Сидящий перед ним старик так и не понял за свою жизнь, что такое обида. Да, поначалу она озлобляет, возбуждая страстишку отомстить, нагадить, напакостить обидчикам. Но если обиду наносит сила непреодолимая — обиженный превращается в живую падаль.

Вакер объяснил это Пахомычу с подчёркнутой — от сознания своего превосходства — любезностью. Тот не промешкал с ответом:

— Быть задетым тем, что тебе наносят обиду, — это одно. Ваши слова к этому идут. А к другому — нет! Другое — уважать в себе что-то и почувствовать себя в этом уважении обиженным. Вопрос и простой и тонкий.

У Юрия приподнялись брови, губы слегка скривились.

— И что же такое они в себе уважали?

— Жертву.

— Жертву? — вырвалось у Вакера раздражённо-недоумевающее.

Хорунжий сплёл пальцы рук, что, казалось, стоило ему усилия.

— Они своим отцам возразили, всему возразили старшинству! В лицо отцам и дедам бросили «нет!» Это ль не жертва? Принесли её коммунистам, а те на неё нас…ли! Обида и поднялась. И ещё то стало обидно молодым казакам, — произнёс Пахомыч с мрачной значимостью, — что старики правильно предупреждали их, а они оказались в дураках. Только и оставалось им себя отстаивать — перед палачами не смущаться.

«Не смущаться!» — потрясённо подумал Вакер. — «Сказано, однако… И как сумел обиженность подать высоко-трагедийно…» — он ощутил восхищение и зависть и при этом не поверил объяснению, сохранив приверженность собственной трактовке. Спорить не имело смысла: бесценный случай следовало использовать — вызнавая и вызнавая подробности, уточняя те и другие моменты…

Близился рассвет, когда гость, наконец, нашёл уместным вопрос, который уже несколько часов держал под спудом:

— Ещё одну правду хотелось бы узнать… Почему вы мне сделали это признание?

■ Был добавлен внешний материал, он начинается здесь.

PR #446, opened 2016-10-10
GROOVY-7291 Declaration of double variable without value assignment referrenced in closure

blindpirate:
According to [GROOVY-5570](https://issues.apache.org/jira/browse/GROOVY-5570), a variable referenced by closure must be non-primitive type, and it results in [GROOVY-7291](https://issues.apache.org/jira/browse/GROOVY-7291). In this case, I replace the EmptyExpression to a ConstantExpression with value 0.


jwagenleitner:
PR merged, thanks!

PR #449, opened 2016-10-15
GROOVY-7932: generate bridge methods for private constructors during …

shils:
…static compilation


src/main/org/codehaus/groovy/transform/sc/StaticCompilationVisitor.java
```diff
@@ -284,17 +286,36 @@ private static void addPrivateBridgeMethods(final ClassNode node) {
...
-                MethodNode bridge = node.addMethod(
-                        "access$"+i, access,
-                        correctToGenericsSpecRecurse(genericsSpec, method.getReturnType(), methodSpecificGenerics),
-                        newParams,
-                        method.getExceptions(),
-                        returnStatement);
+
+                MethodNode bridge;
+                if (method instanceof ConstructorNode) {
+                    // create constructor with an nested class as the first parameter, creating one if necessary
```
paulk-asert: trivial typo: an nested => a nested

paulk-asert:
+1, nice work

src/main/org/codehaus/groovy/transform/sc/StaticCompilationVisitor.java
shils: good catch, fixed

jwagenleitner:
+1, I tested and this also fixes [GROOVY-6468](https://issues.apache.org/jira/browse/GROOVY-6468).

Пахомыч одобрительно кивнул:

— Дельно! Дельно, что напоследок приберегали — когда и по амбарам поскребли, и по сусекам помели… А теперь подавай вам непременный колобок! Оно и то: как же без такого колобка?

Вакер ждал. И когда старик заговорил — увиделся прошлый визит. Тогда с той же сумрачной обстоятельностью хозяин отвечал на вопрос, пошёл бы он без страха за комиссаром Житором? «Вслед за ним и мне? Ну, так и пошёл бы».

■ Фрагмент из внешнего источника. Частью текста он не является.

PR #453, opened 2016-10-29
[GROOVY-7981] Set access level for constructors created by groovy.tra…

alien11689:
…nsform.Immutable

### DIFF
--- a/src/main/groovy/transform/AccessModifier.java
+++ b/src/main/groovy/transform/AccessModifier.java
@@ -1,0 +1,25 @@
+package groovy.transform;
+
+import java.lang.reflect.Modifier;
+
+/**
+ * This enumeration can be used in {@link Immutable} annotation for setting access modifier for constructors
+ *
+ * @author Dominik Przybysz
+ */
+public enum AccessModifier {
+    PUBLIC(Modifier.PUBLIC),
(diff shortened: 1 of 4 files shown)


blackdrag:
Would be nice to see Paul comment on this, but I think we I can a +1 on this

paulk-asert:
This is probably okay.  Some notes below:

`AccessModifier.PROTECTED` doesn't make a lot of sense since `Immutable` classes are final. Another option would be to also drop package private and switch to just a Boolean `privateConstructors` but I think having a general purpose enum is probably going to be more consistent in the long run if we need this capability in other places later, so I'd probably just leave it.

Currently you can use `@Immutable` in conjunction with `@Builder`, e.g.:
```
@Immutable @Builder(builderStrategy=InitializerStrategy)
class Person { String name }
def john = new Person(Person.createInitializer().name('John'))
```
I'd just note that the current PR doesn't change the visibility of the constructor supplied by `@Builder`.

paulk-asert:
Your PR inspired me to add a @VisibilityOptions annotation to the recently added @NamedVariant transform (targeted for 2.5.0). I am going to add support for it into TupleConstructor and MapConstructor transforms (and perhaps builders) soon. Keep up the great suggestions.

Юрий спрашивал о готовности к смертному бою за новую жизнь и ответ понял соответственно. А старик-то говорил о другой готовности: пойти туда, куда он отправил комиссара.

Вакера поразила тогда обезоруживающая естественность, с какой Пахомыч высказал свои слова. Он и сейчас отвечал с той же естественностью. Отвечал… «идя за комиссаром Житором», — произнеслось в сознании.

Вакер слегка передвинул плечами, словно бы зябко пожимаясь.

— Много вы рассказали, но работать с этим нельзя, — он вздохнул, закрыл глаза и тряхнул головой, будто сбрасывая сонливость. Потом молниеносно глянул на Пахомыча: — Ничем не подкреплено. Если бы я самое главное записал, а вы бы подписались…

— Подписано уже, — хозяин устало, тяжело поднялся, обеими руками снял с посудного шкафа деревянный ящичек и поставил на стол. Сдвинув скользящую крышку, стал извлекать тетрадки одну за другой. — Всё тут найдёте. Писано моей рукой. И заявление есть, что в доподлинности я — Байбарин Прокл Петрович, в старорежимное время — отставной хорунжий.

— Так я беру… — поспешно сказал Вакер, уже завладев стопкой тетрадей. В верхней, на которую указал хозяин, он нашёл заявление. Прочитав, достал карандаш, попросил старика поставить сегодняшнюю дату и — по правилу: «Кашу маслом не испортишь!» — расписаться ещё раз.